5.2.1. β Convergence: Growth and Initial Income Level

Testing the Solow model of growth 29 , the traditional regressions found in the empirical literature use a cross-country sample to perform a linear regression of growth rates on a constant term and the initial level of per-capita income. With i indexing U.S. states, the main equation is

(5.1)(1/T) . log [y i,(t0+T)/y i,t0] = α + β log [y i,t0] + γX i+ εit,

where:

T is the amplitude of the time-interval considered,

t 0 is 1917 for the top decile, and 1913 for the top 1 percent,

log [y i,(t0+T)/y i,t0] is the overall growth rate of the BEA personal income per household in state i between year t 0 and t 0 +T,

(1/T) . log[y i,(t0+T)/y i,t0] is the annual growth rate of the BEA personal income per household in state i between year t 0 and t 0 +T,

y i,t0 is the initial income level,

X i represents one or more additional variables that may affect growth,

εi is a random error term, and

α, β, and γ are parameters to be estimated.
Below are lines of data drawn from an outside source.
PR #1732, opened 2023-11-16
Fix: Include old snapshot into the previous versions of the migrated snapshot

izeigerman:


sqlmesh/core/state_sync/engine_adapter.py
```diff
@@ -919,23 +916,16 @@ def _migrate_rows(self) -> None:
...
-            )
+            if versions and versions[-1].snapshot_id(name) in snapshot_id_mapping:
+                new_snapshot = new_snapshots[snapshot_id_mapping[versions[0].snapshot_id(name)]]
+                return new_snapshot.all_versions
+            return versions
 
         for from_snapshot_id, to_snapshot_id in snapshot_id_mapping.items():
             from_snapshot = all_snapshots[from_snapshot_id]
             to_snapshot = new_snapshots[to_snapshot_id]
-            to_snapshot.previous_versions = map_data_versions(
```
izeigerman, line 936: We don't need to do this since we no longer delete old snapshots. Instead we should include the old snapshot into the version history of the new one which we already do here:
https://github.com/TobikoData/sqlmesh/blob/main/sqlmesh/core/state_sync/engine_adapter.py#L892

sqlmesh/core/state_sync/engine_adapter.py
```diff
@@ -919,23 +916,16 @@ def _migrate_rows(self) -> None:
...
-            version_ids = ((version.snapshot_id(name), version) for version in versions)
-
-            return tuple(
-                new_snapshots[snapshot_id_mapping[version_id]].data_version
-                if version_id in snapshot_id_mapping
-                else version
-                for version_id, version in version_ids
-            )
+            if versions and versions[-1].snapshot_id(name) in snapshot_id_mapping:
+                new_snapshot = new_snapshots[snapshot_id_mapping[versions[0].snapshot_id(name)]]
```
izeigerman, line 922: We don't need to map every version. We only need to check whether the latest one was mapped and fetch the version history from it.

sqlmesh/core/state_sync/engine_adapter.py
```diff
@@ -899,9 +899,6 @@ def _migrate_rows(self) -> None:
             if new_snapshot.fingerprint == snapshot.fingerprint:
                 logger.debug(f"{new_snapshot.snapshot_id} is unchanged.")
                 continue
-            if new_snapshot.snapshot_id in all_snapshots:
```
izeigerman, line 902: Even if the snapshot already exists and there was a hash collission we should still preserver it in the mapping in order to update environments correctly.

tobymao (approved):

PR #1738, opened 2023-11-18
fix: don't check for dialects when they are already known

tobymao:
before this change, dialect.parse always does a regex to find the model dialect override. this is expensive and not necessary when the dialect is known ahead of time like in serialization.


georgesittas (approved):
Makes sense 👍

PR #1745, opened 2023-11-21
Fix(mssql): pymssql doesn't convert datetime.date objects

treysp:


georgesittas:
Should we add a test for this?

sqlmesh/core/engine_adapter/mssql.py
```diff
@@ -187,10 +187,12 @@ def query_factory() -> Query:
...
+                # pymssql errors if the column contains a datetime.date object
+                if kind.is_type("date"):  # type: ignore
+                    df[column] = pd.to_datetime(df[column]).dt.strftime("%Y-%m-%d")  # type: ignore
+
                 if is_datetime64_any_dtype(df.dtypes[column]):
-                    if kind.is_type("date"):  # type: ignore
-                        df[column] = pd.to_datetime(df[column]).dt.strftime("%Y-%m-%d")  # type: ignore
-                    elif getattr(df.dtypes[column], "tz", None) is not None:  # type: ignore
+                    if getattr(df.dtypes[column], "tz", None) is not None:  # type: ignore
                         # MSSQL requires a colon in the offset (+00:00) so we use isoformat() instead of strftime()
```
georgesittas, line 196: Just FMI: if we previously hit the `is_type("date")`, then it seems like we wouldn't hit the the timezone `elif` branch below it. Is this still true now that the former check has been moved before the `datetime64_any_dtype` branch? i.e. will we ever hit both the `is_type("date")` branch _and_ the timezone one now? Does that matter?

treysp: Good point - once the first conversion is done the column is guaranteed not to be datetime64 so we can skip that evaluation.

If the column type is date then any time-related info was just being ignored during the cast to date on the mssql side, so not hitting that branch wouldn't be an issue anyway.

treysp:
> Should we add a test for this?

Good idea, but I'm not sure how to implement. That code calls `bulk_copy`, which isn't executed as regular sql (so we can't validate based on the sql itself).

I think we'd need to look at the data rows themselves to ensure they're converted from date/time object to character, but I'm not sure how to reach in and examine them from the test. Is there a way to capture what `df.itertuples` returns?

https://github.com/TobikoData/sqlmesh/blob/9a5a34dbf5dd23ab3e4c2b4f91e2adb5c85d27c0/sqlmesh/core/engine_adapter/mssql.py#L204

georgesittas:
> Is there a way to capture what `df.itertuples` returns?

I think you can `mock.patch` it?

sqlmesh/core/engine_adapter/mssql.py
```diff
@@ -171,6 +171,24 @@ def drop_view(
...
+                df[column] = pd.to_datetime(df[column]).dt.strftime("%Y-%m-%d")  # type: ignore
+            elif is_datetime64_any_dtype(df.dtypes[column]):  # type: ignore
+                if getattr(df.dtypes[column], "tz", None) is not None:  # type: ignore
+                    # MSSQL requires a colon in the offset (+00:00) so we use isoformat() instead of strftime()
+                    df[column] = pd.to_datetime(df[column]).map(lambda x: x.isoformat(" "))  # type: ignore
+
+                    # bulk_copy() doesn't work with TZ timestamp, so load into string column and cast to
+                    # timestamp in SELECT statement
+                    columns_to_types[column] = exp.DataType.build("TEXT")
+                else:  # type: ignore
```
georgesittas, line 189: Nit: is the type ignore needed in L189?

georgesittas (commented):
Looks good

georgesittas (approved):

Issue #1637, opened 2023-10-30
Various unit test improvements


georgesittas:
- [x] Add option for allowing empty / unspecified columns in unit tests (related Slack thread [here](https://tobiko-data.slack.com/archives/C044BRE5W4S/p1698620706683929))

  The use-case for this is that one can have wide tables but they may only want to write tests that focus on a group of related columns and ignore the rest.

- [x] Make unit test output easier to read (previous ticket: #948)

  When a unit test fails, the whole row shows as different from expected. For wide tables, this makes it difficult to parse where the difference was. The output should highlight which columns were different.

- [x] Automatically generate unit tests

  Writing unit tests by hand is cumbersome and error-prone, so one idea is to generate them automatically by specifying queries that will be used to populate the input models.

- [x] Allow running tests against a subset of resulting columns

  Users could have a really wide table and are wanting to test the output against a specific subset of the columns. This change would allow defining just that subset in the expected result and would not throw an error. 

- [x] Support nested data types

  Currently we don't properly support nested data types ([Arrays/Lists/Maps/Structs](https://duckdb.org/docs/sql/data_types/overview.html#nested--composite-types)). Slack context: https://tobiko-data.slack.com/archives/C044BRE5W4S/p1703270196743739

- [x] Improve error message when there are missing rows in the DataFrame diff (related Slack thread [here](https://tobiko-data.slack.com/archives/C044BRE5W4S/p1711028889119499?thread_ts=1710984577.606679&cid=C044BRE5W4S)).

  If the actual and expected DataFrames have a different row count, we currently only report that there's a shape mismatch between the two, without providing details. One idea to improve the UX here is to report exactly which rows are missing from the actual data, or limit them using a threshold in case there are many of them.

- [x] Generate CTE fixtures too when using the `create_test` command

  The first iteration on the automatic unit test generation didn't include logic for producing CTE outputs.

- [x] Add optional setting which allows users to freeze time in order to test `CURRENT_TIMESTAMP` values and the like

  We can leverage [freezegun](https://github.com/spulec/freezegun) for this. The idea is that if we have e.g. a `freeze_time: <date or timestamp>` setting in a test, we'll wrap the execution of a query in the relevant context with the current time set to that value.

- [x] Ensure unit test fixtures are unique to avoid issues when the test connection is used by multiple users concurrently.

- [x] Add support for "dumping" duckdb state on test failure to speed up debugging

[...]

PR #1756, opened 2023-11-27
Feat: automate unit test generation

georgesittas:
This PR introduces a way to automate the generation of unit tests for a given model, by specifying how its dependencies should be populated with data. This is achieved through user-supplied queries which are executed against the default warehouse, but the interface can certainly be improved over time.

Currently, the CLI command looks like this:

```
$ sqlmesh create_test model_to_test -q dep1 'SELECT ...' -q dep2 'SELECT ...' ...
```

To be addressed in a future PR:
- Update other interfaces to add support for this command (Notebooks, UI)
- Add an "append" mode which updates an existing test, see https://github.com/TobikoData/sqlmesh/pull/1756#discussion_r1406937195

Notes:
- Updated some type hints for consistency, e.g. `dict[...]` to `t.Dict[...]`
- Updated the example project's `inputs` indentation for consistency
- Fixed a bug in `test/definition.py`:

```diff
    def tearDown(self) -> None:
-        """Drop all input tables"""
+        """Drop all fixture tables."""
        for table in self.body.get("inputs", {}):
-            self.engine_adapter.drop_view(table)
+            self.engine_adapter.drop_view(_test_fixture_name(table))
```

In the context of this PR, this was important because we would previously try to drop the actual model views instead of the fixtures.

Implements the third feature in https://github.com/TobikoData/sqlmesh/issues/1637.

### DIFF
--- a/sqlmesh/core/test/definition.py
+++ b/sqlmesh/core/test/definition.py
@@ -125,12 +125,6 @@ class ModelTest(unittest.TestCase):
         """Compute a version of this test's path relative to the `other` path"""
         return self.path.relative_to(other) if self.path else None
 
-    def _add_missing_columns(self, df: pd.DataFrame, columns: t.Iterable) -> None:
-        """Add missing columns to a given dataframe with None values."""
-        for index, column in enumerate(columns):
-            if column not in df:
-                df.insert(index, column, None)  # type: ignore
-
     @staticmethod
     def create_test(
         body: t.Dict[str, t.Any],
@@ -170,6 +164,12 @@ class ModelTest(unittest.TestCase):
 
     def __str__(self) -> str:
         return f"{self.test_name} ({self.path})"
+
+    def _add_missing_columns(self, df: pd.DataFrame, columns: t.Iterable) -> None:
+        """Add missing columns to a given dataframe with None values."""
+        for index, column in enumerate(columns):
+            if column not in df:
+                df.insert(index, column, None)  # type: ignore
 
     def _normalize_test(self, dialect: str | None) -> None:
         """Normalizes all identifiers in this test according to the given dialect."""
--- a/sqlmesh/core/test/definition.py
+++ b/sqlmesh/core/test/definition.py
@@ -361,7 +361,9 @@ def generate_test(
     if isinstance(model, SqlModel):
         mapping = {name: _test_fixture_name(name) for name in models.keys() | inputs.keys()}
         model_query = model.render_query_or_raise(
-            **variables, engine_adapter=engine_adapter, table_mapping=mapping
+            **t.cast(t.Dict[str, t.Any], variables),
+            engine_adapter=engine_adapter,
+            table_mapping=mapping,
         )
         output = t.cast(SqlModelTest, test)._execute(model_query)
     else:
--- a/sqlmesh/core/test/definition.py
+++ b/sqlmesh/core/test/definition.py
@@ -303,7 +303,9 @@ def generate_test(
     input_queries: t.Dict[str, str],
     models: t.Dict[str, Model],
     engine_adapter: EngineAdapter,
+    project_path: Path,
     overwrite: bool = False,
+    variables: t.Optional[t.Dict[str, str]] = None,
     path: t.Optional[str] = None,
     name: t.Optional[str] = None,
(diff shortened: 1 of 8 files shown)


sqlmesh/core/test/definition.py
```diff
@@ -160,19 +168,67 @@ def create_test(
 
         raise TestError(f"Model '{model_name}' is an unsupported model type for testing at {path}")
 
+    @staticmethod
```
izeigerman, line 171: [Nit] I see little reason for it to be a class method since it doesn't actually return an instance of the class. I suggest to just make it a function

sqlmesh/core/test/definition.py
```diff
@@ -160,19 +168,67 @@ def create_test(
...
+        """
+        inputs: t.Dict[str, t.Any] = {}
+        for dep, query in input_queries.items():
+            if dep not in models:
+                raise ConfigError(f"Cannot find model for '{dep}'.")
+
+            inputs[dep] = engine_adapter.fetchdf(query).to_dict(orient="records")
+
+        outputs: t.Dict[str, t.Any] = {"query": {}}
+        test_name = f"test_{model.view_name}"
```
izeigerman, line 195: I think this should be overridable.

sqlmesh/core/test/definition.py
```diff
@@ -160,19 +168,67 @@ def create_test(
...
+            )
+            output = t.cast(SqlModelTest, test).execute(model_query)
+        else:
+            output = t.cast(PythonModelTest, test).evaluate()
+
+        outputs["query"] = output.to_dict(orient="records")
+
+        test.tearDown()
+
+        with open(Path(c.TESTS) / f"{test_name}.yaml", "w", encoding="utf-8") as file:
```
izeigerman, line 222: Shouldn't we check if the file already exists?

sqlmesh/core/test/definition.py
```diff
@@ -281,16 +337,17 @@ def __init__(
             models=models,
         )
 
+    def evaluate(self) -> pd.DataFrame:
```
izeigerman, line 340: We need to disambiguate the name. In a context of a test this reads as it evaluates this test

georgesittas: Good point

georgesittas:
@izeigerman re: overridability of path etc - agreed, can definitely work into adding that, this mostly serves as an mvp but adding a `--path` option was in my mind as well.

sqlmesh/core/test/definition.py
georgesittas: Makes sense

sqlmesh/core/test/definition.py
georgesittas: @izeigerman FWIW there's also an `execute` method on the `SqlModel` class. I'm thinking of adding a leading underscore to both of them and renaming this one to `_execute_model` or `_evaluate_model`. What do you think?

sqlmesh/core/test/definition.py
georgesittas: Updated

sqlmesh/core/test/definition.py
georgesittas: > Shouldn't we check if the file already exists?
> I think the file name should be customizable as well.

Addressed

sqlmesh/core/test/definition.py
```diff
@@ -281,25 +283,109 @@ def __init__(
...
+    path = path or f"{test_name}.yaml"
+
+    extension = path.split(".")[-1].lower()
+    if extension not in ("yaml", "yml"):
+        path = f"{path}.yaml"
+
+    fixture_path = project_path / c.TESTS / path
+    if not overwrite and fixture_path.exists():
+        raise ConfigError(
+            f"Fixture '{fixture_path}' already exists, make sure to set --overwrite if it can be safely overwritten."
```
izeigerman, line 339: Just curious: can't we just append in this case?

georgesittas: I guess we can merge the dicts in the test (i.e. update `inputs` and `query`), though that should probably require an action from the user right? Like `--append` or `--update`.

PR #1759, opened 2023-11-27
Feat!: Preliminary work to enable WAP support

izeigerman:


sqlmesh/core/snapshot/evaluator.py
```diff
@@ -377,9 +334,14 @@ def audit(
                     execution_time=execution_time,
                     raise_exception=raise_exception,
                     deployability_index=deployability_index,
+                    wap_id=wap_id,
                     **kwargs,
                 )
             )
+
+        if wap_id is not None:
+            self._wap_publish_snapshot(snapshot, wap_id, deployability_index)
```
izeigerman, line 343: @tobymao @eakmanrq how do you feel about publishing implicitly as part of the successful audit call? Or should we make it explicit and introduce the `publish` method to `SnapshotEvaluator` and call it externally?

sqlmesh/core/context.py
```diff
@@ -679,11 +679,11 @@ def evaluate(
         """
         snapshot = self.get_snapshot(model_or_snapshot, raise_if_missing=True)
 
-        df = self.snapshot_evaluator.evaluate(
+        df = self.snapshot_evaluator.evaluate_and_fetch(
```
tobymao, line 682: this is a breaking change to the python api so add !

sqlmesh/core/snapshot/evaluator.py
tobymao: i think it's fine, because if you pass wap_id, you're opting into it

tobymao (approved):

sqlmesh/core/snapshot/evaluator.py
eakmanrq: Yeah seems fine.

sqlmesh/core/engine_adapter/base.py
```diff
@@ -1290,6 +1290,18 @@ def fetch_pyspark_df(
         """Fetches a PySpark DataFrame from the cursor"""
         raise NotImplementedError(f"Engine does not support PySpark DataFrames: {type(self)}")
 
+    def wap_supported(self, table_name: TableName) -> bool:
```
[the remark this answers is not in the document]
izeigerman: Ah, this is a good point. Let me think about it

sqlmesh/core/snapshot/evaluator.py
```diff
@@ -404,6 +366,143 @@ def close(self) -> None:
...
+
+        evaluation_strategy = _evaluation_strategy(snapshot, self.adapter)
+
+        wap_id: t.Optional[str] = None
+        if table_name and self.adapter.wap_supported(table_name):
+            wap_id = random_id()
+            logger.info("Using WAP ID '%s' for snapshot %s", wap_id, snapshot.snapshot_id)
+
+        def apply(query_or_df: QueryOrDF, index: int = 0) -> None:
+            nonlocal wap_id
```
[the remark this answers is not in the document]
izeigerman: In my first iteration I was mutating the value.

sqlmesh/core/engine_adapter/base.py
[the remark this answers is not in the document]
eakmanrq: Btw I am making an assumption here which is that if a model is configured to store a table in Iceberg format that the engine supports WAP on Iceberg. This is generally true but I don't think it is always true. For example if I use Iceberg on Snowflake can I do WAP? What about Iceberg on BigQuery? These are more edge cases though.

Initial income is entered in log form because that allows the coefficient β to be interpreted as the marginal effect of a one-percent increase in initial income on the growth rate. A negative value of β provides evidence supporting the convergence hypothesis of the Solow model. 30

As Crain (2003) pointed it out, the definition of the growth rate (of income) is an issue. Whether the growth rate is defined one way or another, the estimated coefficients of an equation may change in sign. To illustrate his point, Crain opposed the ‘continuously compounded’ growth rate (as used in traditional convergence regressions) to the ‘least squares’ growth rate (that Crain derives from least squares trend regressions). In regressions based on the ‘least squares’ growth rates, the β coefficient is no longer statistically significant. Crain extended the analysis from income per capita to income per worker and concluded again on the sensitivity of the results to the growth rate definition, as shown in the table below.

Table 5.2. Barro-Type Test for State Income Convergence, 1969-1999
Table 5.2. Barro-Type Test for State Income Convergence, 1969-1999

Source: Crain (2003, p. 28).

Taking this detail into account, the next figure distinguishes two definitions of growth rates, both being based on state average income per household. The first one is equal to the logarithm of the ratio of income level in year 2003 over the income level in year 1913: log(ybar 2003/ybar 1913). The second one is defined as the average of annual growth rates between 1913 and 2003. The results appear in panels (a) and (b) of the figure below, where each point represents a state.

Figure 5.3. Growth Rates versus Initial Income Level
Figure 5.3. Growth Rates versus Initial Income Level (a)
Figure 5.3. Growth Rates versus Initial Income Level
Figure 5.3. Growth Rates versus Initial Income Level (b)

The declining trend clearly coincides with Barro and Sala-i-Martin’s results. To visualize where the states are located on the scatter plots, we aggregated the data at the regional level and what was expected clearly appeared in the figure below.

Figure 5.4. Regional Growth Rates versus Initial Income Level
Figure 5.4. Regional Growth Rates versus Initial Income Level

As mentioned earlier, the data depicted in the two figures above are not derived from the IRS tables, but from the BEA state personal income data. The next section deals with the β convergence of the IRS incomes within the top 10 percent.

Notes
29.

According to the Solow growth model, two economies with similar technology, savings rates, and population growth rates converge to the same capital-labor ratio and level of per-capita income in the long run. In other words, if poor countries tend to grow at faster rates (per capita) than rich countries, their per-capita income levels are getting closer together over time.

30.

Barro and Sala-i-Martin define β in a different way and expect a positive β for a conclusion towards convergence.